= Carlos Basualdo =

Argentine curator

Carlos Basualdo is an Argentinian curator who is the Director of the Nasher Sculpture Center in Dallas, Texas. Prior to the Nasher Sculpture Center, Basualdo held positions at the Philadelphia Museum of Art, first serving as the Keith L. and Katherine Sachs Curator of Contemporary Art at the Philadelphia Museum of Art from 2005 to 2022, before being named the Marion Boulton (Kippy) Stroud Deputy Director and Chief Curator. Earlier roles include Curator at Large at MAXXI-Museo nazionale delle arti del XXI secolo in Rome, Italy. He has taught at the IUAV University of Venice and PennDesign at the University of Pennsylvania.
Basualdo has written extensively for scholarly journals and art publications, including Artforum, ARTnews and The Art Journal.

==Education==
Basualdo received his degree in literature from the National University of Rosario in 1982, and also participated in the Independent Study Program of the Critical Studies Program at the Whitney Museum of American Art, New York (1994–1995).

==Career==
Basualdo is a 2013 Fellow of the Center for Curatorial Leadership in NYC. In 2006, Basualdo initiated two exhibition series at the Philadelphia Museum of Art titled Notations and Live Cinema, both of which are devoted to the permanent collection and video. In 2021 he curated the retrospective Jasper Johns: Mind/Mirror, at the Philadelphia Museum of Art, co-organized with Scott Rothkopt and the Whitney Museum. He was the lead organizer of Bruce Nauman: Topological Gardens that represented the United States at the 2007 Venice Biennale, where it was awarded the Golden Lion for Best National Participation. He organized a survey exhibition of the work of the Italian artist Michelangelo Pistoletto (2009), a collaboration between the Philadelphia Museum of Art and MAXXI. Basualdo was part of the curatorial team for Documenta 11, the 50th Venice Biennale, and conceived and curated Tropicalia: A Revolution in Brazilian Culture, which traveled from the MCA Chicago to the Barbican Gallery in London (2004-2005) as well as the Bronx Museum in New York and the Museu de Arte Moderna in Rio de Janeiro (2006-2007).

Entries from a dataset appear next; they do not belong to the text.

PR #3262, opened 2017-11-11
Plugins: Determine correct pointer size automatically, without the need of specific headers and variables

davidebeatrici:


plugins/mumble_plugin_linux.h
```diff
@@ -151,11 +148,45 @@ static inline PTR_TYPE_CONCRETE getModuleAddr(pid_t pid, const wchar_t *modname)
...
+
+	std::stringstream ss;
+	ss << std::string("/proc/");
+	ss << static_cast<unsigned long>(pid);
+	ss << std::string("/exe");
+
+	std::ifstream ifs;
+	ifs.open(ss.str(), std::ifstream::binary);
+
+	std::string elf;
```
hacst: istreams have a read method that does what you want (http://www.cplusplus.com/reference/istream/istream/read/):
```cpp
char elf[5];
ifs.read(elf, 5);
```
Don't forget to check whether the stream is ok after than.

plugins/mumble_plugin_linux.h
```diff
@@ -151,11 +148,45 @@ static inline PTR_TYPE_CONCRETE getModuleAddr(pid_t pid, const wchar_t *modname)
...
+		size_t nread = ifs.gcount();
+		if (nread > 0) {
+			elf.append(&buf, nread);
+		}
+	}
+
+	ifs.close();
+
+	if (!(elf.at(0) == 0x7f && elf.at(1) == 'E' && elf.at(2) == 'L' && elf.at(3) == 'F')) {
+		return -1;
```
hacst: Does -1 indicate failure to identify then? Please document the function.

plugins/mumble_plugin_win32_ptr_type.h
```diff
@@ -117,16 +132,25 @@ static bool inline initialize(const std::multimap<std::wstring, unsigned long lo
...
 		dwPid = 0;
+		pModule = 0;
 		return false;
 	}
 
-	hProcess=OpenProcess(PROCESS_VM_READ, false, dwPid);
-	if (!hProcess) {
+	int result = checkProcessIs64Bit(hProcess);
+	if (result == -1) {
+		return false;
```
hacst: Leaking hProcess?

plugins/mumble_plugin_win32_ptr_type.h
```diff
@@ -117,16 +132,25 @@ static bool inline initialize(const std::multimap<std::wstring, unsigned long lo
...
+	}
+
+	// We compare to (not) 0 instead of assigning the value directly to prevent MSVC's C2220 warning:
+	// 'int': forcing value to bool 'true' or 'false' (performance warning)
+	is64Bit = result != 0;
+
+	pModule=getModuleAddr(modname ? modname : procname);
+	if (!pModule) {
 		dwPid = 0;
```
hacst: Leaking hProcess?

plugins/mumble_plugin_linux.h
```diff
@@ -151,11 +148,45 @@ static inline PTR_TYPE_CONCRETE getModuleAddr(pid_t pid, const wchar_t *modname)
...
 
-static inline bool peekProc(PTR_TYPE base, void *dest, size_t len) {
+static inline int checkProcessIs64Bit(const pid_t pid)
+{
+	// We can know the process architecture by looking at its ELF header.
+	// The fifth byte is 1 in case the process is 32-bit or 2 in case it's 64-bit.
+	// The first 4 bytes constitute the magical number in ASCII: 0x7F 45 4c 46.
+
+	std::stringstream ss;
+	ss << std::string("/proc/");
```
hacst: Why the std::string wrapping? Just causes a needless alloc. Pretty sure there's a const char* overload.

plugins/mumble_plugin_linux.h
```diff
@@ -169,17 +200,16 @@ static inline bool peekProc(PTR_TYPE base, void *dest, size_t len) {
 	return (nread != -1 && static_cast<size_t>(nread) == in.iov_len);
 }
 
-template<class T>
-T peekProc(PTR_TYPE base) {
-	T v = 0;
-	if (!peekProc(base, reinterpret_cast<T *>(&v), sizeof(T))) {
+procptr_t peekProcPtr(procptr_t base) {
```
hacst: Should document that this relies on initialize.

plugins/mumble_plugin_linux.h
davidebeatrici: I don't know, @mkrautz wrote the code.

I think that we should clean up both the Linux and Windows headers in a new pull request.

plugins/mumble_plugin_win32_ptr_type.h
davidebeatrici: Yes, I'm going to move it above `OpenProcess()`.

plugins/mumble_plugin_win32_ptr_type.h
davidebeatrici: Yes, I think it's better if we create a dedicated handle in `checkProcessIs64Bit()`, so that the global one needs only `PROCESS_VM_READ`.

plugins/mumble_plugin_linux.h
davidebeatrici: In a new pull request, as this one is focused on the automatic pointer size, not on cleaning up.

plugins/mumble_plugin_linux.h
davidebeatrici: Right.

plugins/mumble_plugin_linux.h
```diff
@@ -23,7 +19,8 @@
 #include "mumble_plugin.h"
 
 pid_t pPid;
-static PTR_TYPE_CONCRETE pModule;
+bool is64Bit;
+static procptr_t pModule;
```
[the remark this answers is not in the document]
davidebeatrici: I asked myself too why this is static, but I decided to left it as it was.

plugins/mumble_plugin_linux.h
```diff
@@ -23,7 +19,8 @@
 #include "mumble_plugin.h"
 
 pid_t pPid;
-static PTR_TYPE_CONCRETE pModule;
+bool is64Bit;
```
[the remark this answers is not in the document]
davidebeatrici: I think we should create an enum.

plugins/mumble_plugin_linux.h
davidebeatrici: I took the code from `getModuleAddr()`, which was written by @mkrautz.

How would you do it?

plugins/mumble_plugin_linux.h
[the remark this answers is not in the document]
davidebeatrici: Actually... no. It's better if we change the variable to an integer, otherwise we can't use the inline if statement.

plugins/mumble_plugin_linux.h
hacst:
```cpp
ss << "/proc/";
```
Should work I think.

plugins/mumble_plugin_linux.h
hacst: The dependency was introduced by making it rely in the 64bit check so imho documenting that belongs into the PR

plugins/mumble_plugin_win32_ptr_type.h
hacst: That just gives us another handle that we mustn't leak ;) I would just close the handle instead of leaking it in the error cases.

plugins/mumble_plugin_linux.h
davidebeatrici: Just tried, it works.

plugins/mumble_plugin_linux.h
```diff
@@ -43,7 +40,39 @@ static inline std::string readAll(std::string fn) {
...
+
+	std::stringstream ss;
+	ss << std::string("/proc/");
+	ss << static_cast<unsigned long>(pid);
+	ss << std::string("/exe");
+
+	std::ifstream ifs;
+	ifs.open(ss.str(), std::ifstream::binary);
+	if (ifs.is_open()) {
+		ifs.read(elf, 5);
```
hacst: Missing check for failure. I guess in this case we could just not check and instead make sure elf is zero initialized. Bad habit to get into though.

plugins/mumble_plugin_win32_ptr_type.h
davidebeatrici: Of course, but in addition to that it's better to use a dedicated handle for `IsWow64Process()`, as it needs a specific permission which we use only one time.

plugins/mumble_plugin_linux.h
davidebeatrici: No, every `peekProc()` function relies on `initialize()`.

plugins/mumble_plugin_linux.h
```diff
@@ -43,7 +40,39 @@ static inline std::string readAll(std::string fn) {
...
+	// In case of failure, it returns -1.
+	//
+	// We can know the process architecture by looking at its ELF header.
+	// The fifth byte is 1 in case the process is 32-bit or 2 in case it's 64-bit.
+	// The first 4 bytes constitute the magical number in ASCII: 0x7F 45 4c 46.
+
+	char elf[5];
+
+	std::stringstream ss;
+	ss << std::string("/proc/");
```
hacst:
```cpp
ss << "/proc/";
```

plugins/mumble_plugin_linux.h
```diff
@@ -43,7 +40,39 @@ static inline std::string readAll(std::string fn) {
...
+	ss << static_cast<unsigned long>(pid);
+	ss << std::string("/exe");
```
hacst: same

plugins/mumble_plugin_win32_ptr_type.h
```diff
@@ -52,9 +49,34 @@ static inline DWORD getProcess(const wchar_t *exename) {
...
+		return -1;
+	}
+
+	// IsWow64Process() returns true if the process is 32-bit, running on a 64-bit system.
+	// It returns false in case the process is 64-bit, running on a 64-bit system.
+	// It also returns false if the process is 32-bit, running on a 32-bit system.
+
+	BOOL isWow64Process;
+	if (!IsWow64Process(handle, &isWow64Process)) {
+		return -1;
```
hacst: leaking handle

plugins/mumble_plugin_linux.h
Kissaki: Should sizeof elf. I believe we have a define for array sizeof somewhere.

plugins/mumble_plugin_linux.h
```diff
@@ -23,7 +19,8 @@
 #include "mumble_plugin.h"
 
 pid_t pPid;
-static PTR_TYPE_CONCRETE pModule;
+int is64Bit;
```
Kissaki: Named like a bool. Should be a bool.

plugins/mumble_plugin_win32_ptr_type.h
```diff
@@ -52,9 +49,34 @@ static inline DWORD getProcess(const wchar_t *exename) {
 	return pid;
 }
 
-static inline PTR_TYPE_CONCRETE getModuleAddr(DWORD pid, const wchar_t *modname) {
+static inline int checkProcessIs64Bit(const DWORD pid)
+{
+	// This function returns 0 if the process is 32-bit and 1 if it's 64-bit.
```
Kissaki: Should be a method comment!?

plugins/mumble_plugin_linux.h
davidebeatrici: Yes, it should, but C doesn't have a boolean data type, as pointed out by @hacst.

plugins/mumble_plugin_win32_ptr_type.h
davidebeatrici: Right.

plugins/mumble_plugin_linux.h
davidebeatrici: Done.

plugins/mumble_plugin_linux.h
```diff
@@ -62,17 +58,19 @@ static inline int checkProcessIs64Bit(const pid_t pid)
 		return -1;
 	}
 
-	ifs.read(elf, 5);
+	ifs.read(elf, LENGTH_OF(elf));
 	ifs.close();
 
 	if (ifs.gcount() != 5) {
```
hacst: Inconsistent.
```
LENGTH_OF(elf)
```
?

plugins/mumble_plugin_linux.h
```diff
@@ -43,7 +40,41 @@ static inline std::string readAll(std::string fn) {
...
+	std::ifstream ifs;
+	ifs.open(ss.str(), std::ifstream::binary);
+	if (!ifs.is_open()) {
+		return -1;
+	}
+
+	ifs.read(elf, LENGTH_OF(elf));
+	ifs.close();
+
+	if (ifs.gcount() != 5) {
```
hacst: Should also use the macro.

davidebeatrici: Oh, right.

In 2012 Basualdo curated Dancing Around the Bride: Cage, Cunningham, Johns, Rauschenberg and Duchamp, an exhibition about the relationships between the work of Marcel Duchamp, John Cage, Merce Cunningham, Jasper Johns, and Robert Rauschenberg. In 2021, he began a collaboration with Penn Medicine to present contemporary works by Philadelphia artists across ten floors of their new facility designed by Foster + Partners.

Among his many publications are Giuseppe Penone: The Life of Forms, 2019, Gagosian Gallery and Rizzoli; and Cy Twombly: Fifty days at liam, 2018, Philadelphia Museum of Art.